Working Paper Series
“Beyond Fossil Fuels: Charting a Sustainable Transport Pathway for Bangladesh”
Citation: Raihan, S., Khan, F., and Pal, B.D. (2026). Beyond Fossil Fuels: Charting a Sustainable Transport Pathway for Bangladesh. SANEM-IFPRI Working Paper Series. SANEM Publications, Dhaka, Bangladesh.
Abstract: Bangladesh’s transport sector is at a pivotal moment, essential for growth, trade, mobility, and employment, yet increasingly strained by rising emissions and mounting climate risks. The sector employs millions and contributes about 15 percent of national emissions, driven by rapid urbanisation, road dependence, and fossil fuel use.
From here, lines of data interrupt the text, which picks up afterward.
PR #6515, opened 2024-11-14
Remove AU partner benefit test (keep control)

andrewHEguardian:
Remove AU partner benefit from landing page.

## Why are you doing this?
This regional benefit has basically no negative neither positive impact on that landing page key metrics, but we'll keep it there.

## Screenshots
image


tjmw (approved):
👍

Climate hazards—floods, cyclones, storm surges, salinity, landslides, and heat stress—are already damaging roads and railways, causing annual losses and deepening social inequalities in mobility access. The paper shows that road dominance and oil dependence are pushing emissions upward while rail and waterways remain underused. Under NDC 3.0, Bangladesh has introduced transport mitigation targets, including electric buses, metro and BRT expansion, railway electrification, and improved fuel efficiency, but implementation is challenged by fragmented policies, weak coordination, and uncertain climate finance. Using a dynamic CGE model, the study finds that green transport interventions—especially rapid transit, electric buses, and railway upgrades—can raise GDP, create over two million jobs, reduce poverty, and ease congestion, with rapid transit delivering the largest economic gains. The paper concludes that Bangladesh needs a coherent, climate‑resilient transport strategy centred on public and mass transit, multimodal systems, cleaner vehicles, reliable charging infrastructure, and strong institutional capacity. Done well, transport transformation can cut emissions while boosting productivity, reducing congestion costs, improving air quality, and supporting a more inclusive development path.